Hybrid quantum-classical systems: Quasi-free Markovian dynamics

TL;DR

This paper characterizes the most general quasi-free dynamical semigroup for finite-dimensional quantum-classical hybrid systems, generalizing Gaussian dynamics and incorporating classical-quantum interactions and measurement theory.

Contribution

It provides a quantum generalization of the Lévy-Khintchine formula for hybrid systems, including classical and quantum dynamics, and analyzes how classical information can be extracted without perturbing the quantum state.

Findings

Derived the structure of the generator of quasi-free quantum-classical semigroups.

Connected multi-time probabilities to quantum measurement concepts.
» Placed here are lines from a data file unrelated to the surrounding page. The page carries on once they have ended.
PR #831, opened 2025-02-24
Updated `launch` typings

InvincibleRMC:
Update typings to be more accurate and cover more functions.


christophebedard:
Sorry, my PR created [more work](https://build.ros2.org/job/Rpr__launch__ubuntu_noble_amd64/117/consoleFull#console-section-59) for you :sweat_smile: I can take care of it if you want.

InvincibleRMC:
> Sorry, my PR created [more work](https://build.ros2.org/job/Rpr__launch__ubuntu_noble_amd64/117/consoleFull#console-section-59) for you 😅 I can take care of it if you want.

It's fine lol. All fixed up.

InvincibleRMC:
The most recent set of commits will help resolve some of https://github.com/ros2/ros2_tracing/issues/160. Since it makes the base class use `Sequence` which is `covariant` unlike `List` for functions like `execute`.

christophebedard:
That sounds great! Sorry we didn't get to it before the Kilted freeze. I will try to review it next week.

InvincibleRMC:
> That sounds great! Sorry we didn't get to it before the Kilted freeze. I will try to review it next week.

That's totally alright I understand all of the maintainers are very busy!

launch/launch/actions/conftest.py
```diff
@@ -12,6 +12,9 @@
 # See the License for the specific language governing permissions and
 # limitations under the License.
 
+
```
christophebedard:
```suggestion
```

launch/launch/action.py
```diff
@@ -14,20 +14,33 @@
...
+from typing import Union
+
+from typing_extensions import Self
 
 from .condition import Condition
 from .launch_context import LaunchContext
 from .launch_description_entity import LaunchDescriptionEntity
 
-if False:
+
```
christophebedard:
```suggestion
```

launch/launch/action.py
```diff
@@ -14,20 +14,33 @@
...
+if TYPE_CHECKING:
     from .frontend import Entity  # noqa: F401
     from .frontend import Parser  # noqa: F401
+    from .conditions import IfCondition
+    from .conditions import UnlessCondition
+
+
+class ActionParsedDict(TypedDict, total=False):
+    condition: Union['IfCondition', 'UnlessCondition']
```
christophebedard: this makes sense, but the added burden is not very trivial. Looks like it doesn't affect child classes too much, although they need to extend the `TypedDict`. I think runtime behaviour won't be affected if child classes don't do any of this, correct? Will it make mypy even more unhappy if they don't make similar changes?

launch/launch/actions/append_environment_variable.py
```diff
@@ -72,18 +86,22 @@ def parse(
...
+    ) -> Tuple[Type[Self], AppendEnvironmentVariableParsedDict]:
         """Parse an 'append_env' entity."""
         _, kwargs = super().parse(entity, parser)
-        kwargs['name'] = parser.parse_substitution(entity.get_attr('name'))
-        kwargs['value'] = parser.parse_substitution(entity.get_attr('value'))
+
+        new_kwargs = AppendEnvironmentVariableParsedDict(
+            name=parser.parse_substitution(entity.get_attr('name')),
+            value=parser.parse_substitution(entity.get_attr('value')),
+            **kwargs)
```
christophebedard: I think I'd prefer to keep it looking like it did before, i.e., something like:

```suggestion
        new_kwargs = AppendEnvironmentVariableParsedDict(**kwargs)
        new_kwargs['name'] = parser.parse_substitution(entity.get_attr('name'))
        new_kwargs['value'] = parser.parse_substitution(entity.get_attr('value'))
```

What do you think? This way all kwargs are set with `new_kwargs['_____']`

Same for all other actions

launch/launch/actions/for_loop.py
```diff
@@ -22,12 +22,19 @@
 from typing import Optional
 from typing import Protocol
 from typing import Text
+from typing import Tuple
+from typing import Type
+
+from typing_extensions import NotRequired
+from typing_extensions import Self
+
```
christophebedard:
```suggestion
```

launch/launch/actions/include_launch_description.py
```diff
@@ -174,7 +187,9 @@ def execute(self, context: LaunchContext) -> List[LaunchDescriptionEntity]:
             argument_names = my_argument_names
             if ild_actions is not None:
                 for ild_action in ild_actions:
-                    argument_names.extend(ild_action._try_get_arguments_names_without_context())
+                    names = ild_action._try_get_arguments_names_without_context()
+                    if names:
+                        argument_names.extend(names)
```
christophebedard, line 186: `or []` would be simpler, but this is fine

launch/launch/actions/log_info.py
```diff
@@ -14,11 +14,17 @@
 
 """Module for the LogInfo action."""
 
+from typing import Any
 from typing import List
+from typing import Tuple
+from typing import Type
+
```
christophebedard:
```suggestion
```

launch/launch/actions/push_environment.py
```diff
@@ -13,6 +13,7 @@
 # limitations under the License.
 
 """Module for the PushEnvironment action."""
+from typing import Any
```
christophebedard, line 17:
```suggestion

from typing import Any
```

launch/launch/actions/push_launch_configurations.py
```diff
@@ -13,6 +13,7 @@
 # limitations under the License.
 
 """Module for the PushLaunchConfigurations action."""
+from typing import Any
```
christophebedard, line 17:
```suggestion

from typing import Any
```

launch/launch/actions/set_launch_configuration.py
```diff
@@ -13,10 +13,15 @@
 # limitations under the License.
 
 """Module for the SetLaunchConfiguration action."""
-
+from typing import Any
```
christophebedard, line 17:
```suggestion

from typing import Any
```

launch/launch/actions/timer_action.py
```diff
@@ -92,10 +102,10 @@ def __init__(
         self.__period = type_utils.normalize_typed_substitution(period, float)
         self.__actions = actions
         self.__context_locals: Dict[Text, Any] = {}
+        self._completed_future: Optional[asyncio.Future[None]] = None
         self.__context_launch_configuration: Dict[Any, Any] = {}
-        self._completed_future: Optional[asyncio.Future] = None
         self.__canceled = False
-        self._canceled_future: Optional[asyncio.Future] = None
+        self._canceled_future: Optional[asyncio.Future[bool]] = None
```
christophebedard: what's the reason for moving `self._completed_future`?

launch/launch/actions/unregister_event_handler.py
```diff
@@ -13,6 +13,7 @@
 # limitations under the License.
 
 """Module for the UnregisterEventHandler action."""
+from typing import Any
```
christophebedard, line 17:
```suggestion

from typing import Any
```

launch/launch/actions/unset_environment_variable.py
```diff
@@ -13,10 +13,15 @@
 # limitations under the License.
 
 """Module for the UnsetEnvironmentVariable action."""
-
+from typing import Any
```
christophebedard, line 17:
```suggestion

from typing import Any
```

launch/launch/event_handlers/on_shutdown.py
```diff
@@ -73,6 +74,6 @@ def handler_description(self) -> Text:
         return '{}'.format(self.__on_shutdown)
 
     @property
-    def matcher_description(self):
+    def matcher_description(self) -> str:
```
christophebedard: why use `str` here but `Text` in `BaseEventHandler`?

launch/launch/events/process/process_started.py
```diff
@@ -13,6 +13,7 @@
 # limitations under the License.
 
 """Module for ProcessStarted event."""
+from typing import Any
```
christophebedard, line 17:
```suggestion

from typing import Any
```

launch/launch/events/process/process_stderr.py
```diff
@@ -13,6 +13,7 @@
 # limitations under the License.
 
 """Module for ProcessStderr event."""
+from typing import Any
```
christophebedard, line 17:
```suggestion

from typing import Any
```

launch/launch/events/process/process_stdin.py
```diff
@@ -13,6 +13,7 @@
 # limitations under the License.
 
 """Module for ProcessStdin event."""
+from typing import Any
```
christophebedard, line 17:
```suggestion

from typing import Any
```

launch/launch/events/process/process_stdout.py
```diff
@@ -13,6 +13,7 @@
 # limitations under the License.
 
 """Module for ProcessStdout event."""
+from typing import Any
```
christophebedard, line 17:
```suggestion

from typing import Any
```

launch/launch/invalid_launch_file_error.py
```diff
@@ -13,12 +13,14 @@
 # limitations under the License.
 
 """Implementation of `InvalidLaunchFileError` class."""
+from typing import List
```
christophebedard, line 17:
```suggestion

from typing import List
```

launch/launch/utilities/class_tools_impl.py
```diff
@@ -16,13 +16,17 @@
 
 import inspect
 
+from typing import Any
+from typing import Type
 
-def isclassinstance(obj):
+
+# Can be redone properly with TypeIs once mypy is version 1.10+ is available on all platforms
```
christophebedard:
```suggestion
# Can be redone properly with TypeIs once mypy version 1.10+ is available on all platforms
```

launch/launch/utilities/signal_management.py
```diff
@@ -107,20 +110,25 @@ def __enter__(self) -> 'AsyncSafeSignalManager':
...
+            if self.__close_sockets:
+                self.__close_sockets()
             self.__rsock = None
             self.__wsock = None
             self.__close_sockets = None
 
-    def __add_signal_readers(self):
+    def __add_signal_readers(self) -> None:
+        if self.__rsock is None:
+            raise RuntimeError('AsnycSafeSignalManager has not been initliazed.')
```
christophebedard:
```suggestion
            raise RuntimeError('AsyncSafeSignalManager has not been initialized.')
```

launch/launch/utilities/signal_management.py
```diff
@@ -133,24 +141,29 @@ def __add_signal_readers(self):
                 self.__loop.call_soon_threadsafe,
                 self.__handle_signal)
 
-            def run_background_loop():
+            def run_background_loop() -> None:
                 asyncio.set_event_loop(self.__background_loop)
+                if self.__background_loop is None:
+                    raise RuntimeError('AsnycSafeSignalManager has not been initliazed.')
```
christophebedard:
```suggestion
                    raise RuntimeError('AsyncSafeSignalManager has not been initialized.')
```

launch/launch/utilities/signal_management.py
```diff
@@ -133,24 +141,29 @@ def __add_signal_readers(self):
...
             self.__background_loop = None
         else:
-            self.__loop.remove_reader(self.__rsock.fileno())
+            if self.__rsock:
+                self.__loop.remove_reader(self.__rsock.fileno())
 
-    def __install_signal_writers(self):
+    def __install_signal_writers(self) -> None:
+        if self.__wsock is None:
+            raise RuntimeError('AsnycSafeSignalManager has not been initliazed.')
```
christophebedard:
```suggestion
            raise RuntimeError('AsyncSafeSignalManager has not been initialized.')
```

launch/launch/utilities/type_utils.py
```diff
@@ -354,6 +354,7 @@ def get_typed_value(
 # only return True when the passed tpe is either a substitution or a mixed
 # list of strings and substitutions. Indeed, there is no way that I could find
 # using overloads to describe "anything else than the above two types".
+# Can be redone properly with TypeIs once mypy is version 1.10+ is available on all platforms
```
christophebedard:
```suggestion
# Can be redone properly with TypeIs once mypy version 1.10+ is available on all platforms
```

christophebedard (commented):
Some minor comments, otherwise looks good. Thanks for your patience :grin: 

I do wonder: if mypy is currently not complaining about the lack of type info (provided by this PR), how do we ensure that future PRs won't just get rid or mess up the type info?

InvincibleRMC:
> I do wonder: if mypy is currently not complaining about the lack of type info (provided by this PR), how do we ensure that future PRs won't just get rid or mess up the type info?

By default `mypy` only type checks functions that have type hints. This is to better support gradual introduction of typing to existing code bases. Something I was hoping to change soon is the default `ament_mypy` settings to force all functions to be typed and not allowing untyped imports. I'm not sure how many packages actually hit 100% typing coverage especially since by default it attempts to type check unit tests which are rarely given type hints. In the iterim we can update this specific `ament_mypy` invocation but, updating the default is probably the best way forward in the long run.

launch/launch/actions/append_environment_variable.py
InvincibleRMC: Sadly doing it that way is considered untype safe since there are no guarentees that all the keys get added.
https://mypy-play.net/?mypy=latest&python=3.12&gist=67fac86e3320b4dc9002cc4344bd254a

launch/launch/action.py
InvincibleRMC: Seeing that all of the `.parse` methods are handled in the `@expose_action` decorator  for other launch types having typing is probably not that important. We could replace all of them with `Dict[str, Any]` and it would be fine imo even if less precise.

launch/launch/actions/append_environment_variable.py
christophebedard: unlike `ActionParsedDict`, your example doesn't set `total=False`; setting it resolves the issue

InvincibleRMC: That is true for keys that are optional like in `ActionParsedDict`. But marking keys that always exists as optional is not ideal. It might be to remove the `TypedDict` as mentioned above.

InvincibleRMC:
Since I was curious using the `--disallow-untyped-defs` flag currently exposes 390 errors in `launch`.

launch/launch/action.py
InvincibleRMC: @christophebedard Following up do agree using `Dict[str, Any]` would be better for the lower burden?

launch/launch/actions/append_environment_variable.py
christophebedard: We can always start with some simple `Dict[str, Any]` and reconsider later.

christophebedard:
I'm off until next Tuesday, so I'll do a proper re-review then.

> By default `mypy` only type checks functions that have type hints. This is to better support gradual introduction of typing to existing code bases.

Ah right, I think I asked the same question before :man_facepalming: sorry!

> Something I was hoping to change soon is the default `ament_mypy` settings to force all functions to be typed and not allowing untyped imports. I'm not sure how many packages actually hit 100% typing coverage especially since by default it attempts to type check unit tests which are rarely given type hints. In the iterim we can update this specific `ament_mypy` invocation but, updating the default is probably the best way forward in the long run.

I think making that the overall default (i.e., for _everyone_) in `ament_mypy` would be _quite_ disruptive, although opting out would be easy.

launch/launch/action.py
christophebedard: Yeah, like I mentioned in https://github.com/ros2/launch/pull/831#discussion_r2076560117, we can start with `Dict[str, Any]` and reconsider later.

InvincibleRMC:
> I think making that the overall default (i.e., for _everyone_) in `ament_mypy` would be _quite_ disruptive, although opting out would be easy.

That's a good point. Maybe having some stricter checks that includes `--disallow-untyped-defs` for the ros core library would be best and that way it wouldn't be disruptive for users.

christophebedard:
> > I think making that the overall default (i.e., for _everyone_) in `ament_mypy` would be _quite_ disruptive, although opting out would be easy.
> 
> That's a good point. Maybe having some stricter checks that includes `--disallow-untyped-defs` for the ros core library would be best and that way it wouldn't be disruptive for users.

We are slowly moving towards that, thanks to you!

launch/package.xml
```diff
@@ -25,6 +25,7 @@
   <exec_depend>python3-importlib-metadata</exec_depend>
   <exec_depend>python3-lark-parser</exec_depend>
   <exec_depend>python3-yaml</exec_depend>
+  <exec_depend>python3-typing-extensions</exec_depend>
```
christophebedard, line 28: One thing to note is that, for example, Debian has `python3-typing-extensions` version 4.4.0 (https://github.com/ros2/rclpy/pull/1458), unlike Ubuntu Noble, which has 4.10.0: https://packages.ubuntu.com/noble/python3-typing-extensions. It would be worth quickly checking that everything we import from `typing_extensions` here is available in <=4.4.0.

christophebedard (approved):
Thanks for iterating. We can consider using something more specific than `Dict[str, Any]` for `parse()` later.

Other than the quick validation for `python3-typing-extensions` <=4.4.0, this looks good to me!

launch/package.xml
InvincibleRMC: Double checking `python3-typing-extensions` 4.4.0 does have both the `Self` type as well as `TypeAlias`.

christophebedard: Thanks for checking.

christophebedard:
Pulls: ros2/launch#831
Gist: https://gist.githubusercontent.com/christophebedard/f577d8f45feb1401201a09971961eaba/raw/ef0bdd997a901c00a9827ebe776b0174b5df4734/ros2.repos
ROS Distro: rolling
Job: ci_launcher
ci_launcher ran: https://ci.ros2.org/job/ci_launcher/15988
* Linux [Build Status](http://ci.ros2.org/job/ci_linux/23630/)
* Linux-aarch64 [Build Status](http://ci.ros2.org/job/ci_linux-aarch64/17733/)
* Linux-rhel [Build Status](http://ci.ros2.org/job/ci_linux-rhel/3094/)
* Windows [Build Status](http://ci.ros2.org/job/ci_windows/24349/)

christophebedard:
I retriggered the RHEL job.

launch/launch/launch_service.py
```diff
@@ -201,20 +203,21 @@ def _on_sigint(signum):
...
-                this_loop.call_soon(this_task.cancel)
+                if this_task:
+                    this_loop.call_soon(this_task.cancel)
 
             with AsyncSafeSignalManager(this_loop) as manager:
                 # Setup signal handlers
                 manager.handle(signal.SIGINT, _on_sigint)
                 manager.handle(signal.SIGTERM, _on_sigterm)
-                if platform.system() != 'Windows':
+                if sys.platform != 'win322':
```
christophebedard:
```suggestion
                if sys.platform != 'win32':
```

christophebedard: also, could you explain why this change is necessary?

InvincibleRMC:
> I retriggered the RHEL job.

You should probably re-trigger the Windows job as well.

launch/launch/launch_service.py
```diff
@@ -201,20 +203,21 @@ def _on_sigint(signum):
...
-                this_loop.call_soon(this_task.cancel)
+                if this_task:
+                    this_loop.call_soon(this_task.cancel)
 
             with AsyncSafeSignalManager(this_loop) as manager:
                 # Setup signal handlers
                 manager.handle(signal.SIGINT, _on_sigint)
                 manager.handle(signal.SIGTERM, _on_sigterm)
-                if platform.system() != 'Windows':
+                if sys.platform != 'win32':
```
christophebedard: Can you explain why this change is necessary? Why can't we keep using `platform.system()`?

InvincibleRMC: Type checkers don't currently understand that `platform.system()` narrows systems. Currently its only `sys.platform` as discussed [here](https://typing.python.org/en/latest/spec/directives.html#version-and-platform-checking). If you would prefer I could slap in a `type: ignore` instead of changing that line.

christophebedard: I'm slightly concerned because `platform.system()` and `sys.platform` aren't exactly the same and I want to avoid regressions. So yeah, I'd prefer keeping it as-is and just silencing mypy for the line below.

You could propose switching to `sys.platform` in a separate PR; then we could take a proper look at it.

christophebedard:
Pulls: ros2/launch#831
Gist: https://gist.githubusercontent.com/christophebedard/ba760d95a5fe8af14c4b3090bd6a0d6a/raw/ef0bdd997a901c00a9827ebe776b0174b5df4734/ros2.repos
ROS Distro: rolling
Job: ci_launcher
ci_launcher ran: https://ci.ros2.org/job/ci_launcher/16002
* Linux [Build Status](http://ci.ros2.org/job/ci_linux/23646/)
* Linux-aarch64 [Build Status](http://ci.ros2.org/job/ci_linux-aarch64/17752/)
* Linux-rhel [Build Status](http://ci.ros2.org/job/ci_linux-rhel/3099/)
* Windows [Build Status](http://ci.ros2.org/job/ci_windows/24364/)

christophebedard:
Looks like mypy on RHEL isn't happy. Could you take a look? RHEL might have a different mypy version.

InvincibleRMC:
@christophebedard do you know if `__set_wakeup_fd` is a static or instance variable?

https://github.com/ros2/launch/blob/07ec3d42c5fc537db17d46487c2d0a60dd04a7c8/launch/launch/utilities/signal_management.py#L68

christophebedard:
In the context of `AsyncSafeSignalManager`, it's never reassigned, so just a static variable.

InvincibleRMC:
Thanks. Just wanted to double check. Should be ready for another re-run now.

christophebedard:
Pulls: ros2/launch#831
Gist: https://gist.githubusercontent.com/christophebedard/bec1426dae0c418251586a6bd316a7b7/raw/ef0bdd997a901c00a9827ebe776b0174b5df4734/ros2.repos
ROS Distro: rolling
Job: ci_launcher
ci_launcher ran: https://ci.ros2.org/job/ci_launcher/16046
* Linux [Build Status](http://ci.ros2.org/job/ci_linux/23717/)
* Linux-aarch64 [Build Status](http://ci.ros2.org/job/ci_linux-aarch64/17811/)
* Linux-rhel [Build Status](http://ci.ros2.org/job/ci_linux-rhel/3155/)
* Windows [Build Status](http://ci.ros2.org/job/ci_windows/24421/)

christophebedard:
The test failures in the Linux jobs are known, but the failures in the Windows job are suspicious:

* https://ci.ros2.org/job/ci_windows/24421/testReport/
* https://ci.ros2.org/job/ci_windows/24410/testReport/

I don't see any other recent Windows jobs with these test failures. Can you take a look?

InvincibleRMC:
Similar `test_communication` package errors seem to exist in [nightly](https://ci.ros2.org/job/nightly_win-2025_release/6/testReport/junit/(root)/test_communication/test_publisher_subscriber__rclpy__rclcpp__rmw_connextdds_xunit_missing_result/). I'm not sure of the differences that don't cause these errors on `ci_windows`. Also I'm not sure what changes after [this](https://ci.ros2.org/job/ci_windows/24349/) run would cause errors.

christophebedard (approved):
Could be a (previous) change that made something flaky, but yeah, if it's also in the nightly job, then I think we're good.

Thanks, once again, for your patience :sweat_smile:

Demonstrated how classical systems can input noise and extract information from quantum systems.

Abstract

In the case of a quantum-classical hybrid system with a finite number of degrees of freedom, the problem of characterizing the most general dynamical semigroup is solved, under the restriction of being quasi-free. This is a generalization of a Gaussian dynamics, and it is defined by the property of sending (hybrid) Weyl operators into Weyl operators in the Heisenberg description. The result is a quantum generalization of the L\'evy-Khintchine formula; Gaussian and jump contributions are included. As a byproduct, the most general quasi-free quantum-dynamical semigroup is obtained; on the classical side the Liouville equation and the Kolmogorov-Fokker-Planck equation are included. As a classical subsystem can be observed, in principle, without perturbing it, information can be extracted from the quantum system, even in continuous time; indeed, the whole construction is related to the theory of quantum measurements in continuous time. While the dynamics is formulated to give the hybrid state at a generic time $t$, we show how to extract multi-time probabilities and how to connect them to the quantum notions of positive operator valued measure and instrument. The structure of the generator of the dynamical semigroup is analized, in order to understand how to go on to non quasi-free cases and to understand the possible classical-quantum interactions; in particular, all the interaction terms which allow to extract information from the quantum system necessarily vanish if no dissipation is present in the dynamics of the quantum component. A concrete example is given, showing how a classical component can input noise into a quantum one and how the classical system can extract information on the behaviour of the quantum one.